Instant Push Button Control of Locomotive Momentum!
Large 32 Character, Easy to Read, LCD Display gives you
Address, Speed Direction and Active Functions and more!
Discreet Push Button Control of all the Popular Locomotive
Control Functions!
Thumb Wheel or Push Button Control of Locomotive Speed
and Direction!
Rugged, Quality Ergonomic Design!
Compatible with al QSI,l Quantum, DC/DCC Sound Power
Decoders and all Air-Wire™ Receivers/Decoders!
Operates also as a DCC Pro-Cab for all NCE, DCC Systems. 
Here is the link


http://www.rldhobbies.com/ProductImages/qsi/GWire%20ProCab%20Promo[1].bmp


----------



## RIrail (May 5, 2008)

Sorry I grabed the link to the picture of the throttle not the main info. Here is the correct link:

http://www.rldhobbies.com/index.asp?PageAction=VIEWPROD&ProdID=2141


----------



## Greg Elmassian (Jan 3, 2008)

Looks like my NCE wireless pro cab, but different label. Since the NCE pro cab already works on 900 MHz, just some simple software changes to transmit to AirWire. 
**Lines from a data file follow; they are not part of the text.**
PR #6617, opened 2025-01-24
Split RTD PR preview builds between Volto and plone/registry

stevepiercy:
This PR should be merged before:

- https://github.com/plone/volto/pull/6618
- https://github.com/plone/volto/pull/6619

PR #6618, opened 2025-01-24
Use build.commands to disable RTD build on 16.x.x

stevepiercy:


stevepiercy:
This takes care of the Volto RTD build failure, which is an improvement.

I also think that https://github.com/plone/volto/pull/6617 will prevent pull request preview builds against non-main branches.

davisagli (approved):

PR #6629, opened 2025-01-28
fix broken releations control panel

giuliaghisini:
in relations controlpanel, if there was some broken relation, controlpanel brokes.


stevepiercy:
What happens when there is a broken relationship? Did you observe a stack trace or error message?

davisagli (approved):
Looks okay to me.

giuliaghisini:
> What happens when there is a broken relationship? Did you observe a stack trace or error message?

one of two items was null and wasn't handled in this view

packages/volto/news/6629.bugfix
```diff
@@ -0,0 +1 @@
+Fixed Relations controlpanel when have broken relations. @giuliaghisini
```
stevepiercy, line 1: I grabbed your comment, and amended the log to make it clear how someone can identify the problem.

```suggestion
Correctly handle when one of the items is `null` in the Relations control panel. @giuliaghisini
```

stevepiercy (changes requested):
Let's merge after this change.

stevepiercy (approved):
Please merge when green. Thank you!

PR #6634, opened 2025-01-30
Fix blurry images

giuliaghisini:
If we have for example image size defined in volto images controlpanel as:
Screenshot 2025-01-30 alle 10 52 19

and so we have scales ... 300x, 400x, 600px

and we have an image with original sizes 587x459, the generated image code and srcSet was: 

``

where src attribute contains the original image url, but it seems browser ignore it and use the largest image provided by srcSet.

If i create an Image Block with default settings align: center and size: L
the image will results blurried, because it's width and height setted as attributes says that image will have that sizes in page, but srcSet only generates url until 400w (because restapi returned only that scales..), so it uses 400w scale inside a space of 597 and adapt it to that width with the result of blurried image.

The solution to avoid blurry images in this cases, is to add to srcSet the original size, so with this pr, the generated tag image with srcSet is:

``

and image will not blurried. 

Example before fix: 
Screenshot 2025-01-30 alle 11 05 22

Example after fix:
Screenshot 2025-01-30 alle 11 04 19

### DIFF
--- a/packages/volto/news/6634.bugfix
+++ b/packages/volto/news/6634.bugfix
@@ -1,0 +1,1 @@
+Fix blurry images (srcSet generation). @giuliaghisini
--- a/packages/volto/news/6634.bugfix
+++ b/packages/volto/news/6634.bugfix
@@ -1,1 +1,1 @@
-Fix blurry images (srcSet generation). @giuliaghisini
+Display the appropriately sized image to eliminate blurring from upsizing smaller images in the `srcSet` generation. @giuliaghisini
--- a/packages/volto/src/components/theme/Image/Image.jsx
+++ b/packages/volto/src/components/theme/Image/Image.jsx
@@ -54,7 +54,14 @@ export default function Image({
     attrs.className = cx(className, { responsive });
 
     if (!isSvg && image.scales && Object.keys(image.scales).length > 0) {
-      const sortedScales = Object.values(image.scales).sort((a, b) => {
+      const sortedScales = Object.values({
+        ...image.scales,
+        original: {
+          download: `${image.download}`,
+          width: image.width,
+          height: image.height,
+        },
+      }).sort((a, b) => {
         if (a.width > b.width) return 1;
         else if (a.width < b.width) return -1;
         else return 0;
--- a/packages/volto/src/components/manage/Blocks/LeadImage/__snapshots__/LeadImageSidebar.test.jsx.snap
+++ b/packages/volto/src/components/manage/Blocks/LeadImage/__snapshots__/LeadImageSidebar.test.jsx.snap
@@ -21,7 +21,7 @@ exports[`renders a Lead Image block Sidebar component 1`] = `
       height={400}
       sizes="188px"
       src="/image.png/@@images/image-1200.png"
-      srcSet="/image.png/@@images/image-400.png 400w"
+      srcSet="/image.png/@@images/image-400.png 400w, /image.png/@@images/image-1200.png 400w"
       width={400}
     />
   </div>
--- a/packages/volto/src/components/theme/Image/__snapshots__/Image.test.jsx.snap
+++ b/packages/volto/src/components/theme/Image/__snapshots__/Image.test.jsx.snap
@@ -7,7 +7,7 @@ exports[`renders an image component from a catalog brain 1`] = `
   fetchpriority="high"
   height={400}
   src="/image/@@images/image.png"
-  srcSet="/image/@@images/image-400.png 400w"
+  srcSet="/image/@@images/image-400.png 400w, /image/@@images/image.png 400w"
   width={400}
 />
 `;
@@ -19,7 +19,7 @@ exports[`renders an image component from a catalog brain using \`preview_image_l
   fetchpriority="high"
   height={400}
   src="/image.png/@@images/image.png"
-  srcSet="/image.png/@@images/image-400.png 400w"
+  srcSet="/image.png/@@images/image-400.png 400w, /image.png/@@images/image.png 400w"
   width={400}
 />
 `;
@@ -40,7 +40,7 @@ exports[`renders an image component with fetchpriority high 1`] = `
   fetchpriority="high"
   height={400}
   src="/image/@@images/image.png"
-  srcSet="/image/@@images/image-400.png 400w"
+  srcSet="/image/@@images/image-400.png 400w, /image/@@images/image.png 400w"
   width={400}
 />
 `;
@@ -53,7 +53,7 @@ exports[`renders an image component with lazy loading 1`] = `
   height={400}
   loading="lazy"
   src="/image/@@images/image.png"
-  srcSet="/image/@@images/image-400.png 400w"
+  srcSet="/image/@@images/image-400.png 400w, /image/@@images/image.png 400w"
   width={400}
 />
 `;
@@ -65,7 +65,7 @@ exports[`renders an image component with responsive class 1`] = `
   fetchpriority="high"
   height={400}
   src="/image/@@images/image-1200.png"
-  srcSet="/image/@@images/image-400.png 400w"
+  srcSet="/image/@@images/image-400.png 400w, /image/@@images/image-1200.png 400w"
   width={400}
 />
 `;
--- a/pnpm-lock.yaml
+++ b/pnpm-lock.yaml
@@ -18546,7 +18546,7 @@ snapshots:
   '@babel/plugin-syntax-json-strings@7.8.3(@babel/core@7.25.8)':
     dependencies:
       '@babel/core': 7.25.8
-      '@babel/helper-plugin-utils': 7.25.7
+      '@babel/helper-plugin-utils': 7.24.0
 
   '@babel/plugin-syntax-jsx@7.24.1(@babel/core@7.24.4)':
     dependencies:


packages/volto/news/6634.bugfix
```diff
@@ -0,0 +1 @@
+Fix blurry images (srcSet generation). @giuliaghisini
```
stevepiercy, line 1:
```suggestion
Display the appropriately sized image to eliminate blurring from upsizing smaller images in the `srcSet` generation. @giuliaghisini
```

stevepiercy (changes requested):
Tweak news to describe the issue this PR fixes.

stevepiercy (approved):
News looks good. Still needs tech review. Thank you!

davisagli (approved):
The solution makes sense to me. We also did a similar fix in at least one project.

packages/volto/src/components/theme/Image/Image.jsx
```diff
@@ -54,7 +54,14 @@ export default function Image({
     attrs.className = cx(className, { responsive });
 
     if (!isSvg && image.scales && Object.keys(image.scales).length > 0) {
-      const sortedScales = Object.values(image.scales).sort((a, b) => {
+      const sortedScales = Object.values({
+        ...image.scales,
+        original: {
```
MrTango, line 59: I'm sorry, but this is really wrong.
Imagine a user uploads an image directly coming from a digital camera.
This image will be bigger than 10MB. With this setting in place, the browser will ofter take this image.

The original image should never be loaded in templates.
If we need bigger scales, then they have to be created and used.
The original image is uncompressed and unscaled. 
Which is useful for some rare cases.
But for templates we should define scales which are big enough, for example in Volto Light Theme with the Image block, we need around 2500px in width, to fill the whole screen, but never 6000px or more as we have in camera images.

sneridagh: @MrTango how the situation that this PR is trying to solve is solved in Classic? Did you hit that problem?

I use NCE wireless, and love the product and the company, so sounds great. 

Regards, Greg


----------



## bdp3wsy (Mar 14, 2008)

How about the display is lit also.

I talked to Josh at Tony's Trains and they are the ones that got NCE to produce it and it should be in in about 30 days. They wanted something better for their users of the QSI/G-wire sets. If you ever had to call and deal with CVP on a maint. item on the t-9000 like me you would know what I mean. Its like dealing with cable tv customer service. Jake


----------



## RIrail (May 5, 2008)

I think this will be an excellent combination, QSI and NCE. I am very excited about this. I just recieved a QSI magnum board for my older U25 and hoping QSI will get thier USAT board for my (opened and waiting) GP7/9 on the market soon! I like what Tony is doing. I'm also hoping that the NCE repeater system will work with this throttle for really long range battery operations or trouble spots. I would love to run traditional DCC outdoors but I started collecting track a long time ago so it is all brass. I like to think QSI, NCE and battery will get me a complete, dependable, expandable system. Here's to the future of large scale trains and hopefully a better economy!


----------



## aceinspp (Jan 2, 2008)

RIrail: Just as info I just finished up with one of our club members laying 160 ft of brass track and using the NCE wireless DCC system. Right out of the chute we had 20 volts to the rail all over the layout. Some of his track was brand new some used and not so cleaan. Ran his RS3 and my USAT S4 with no problems. I also use the NCE wireless system and really like it for operating all my QSI equip locos. So far have 25 units operating with QSI. Later RJD


----------



## Greg Elmassian (Jan 3, 2008)

The throttle will transmit DIRECTLY to the loco, just like the other AirWire systems. 

So you will not have the ability to have several base stations and unlimited range. 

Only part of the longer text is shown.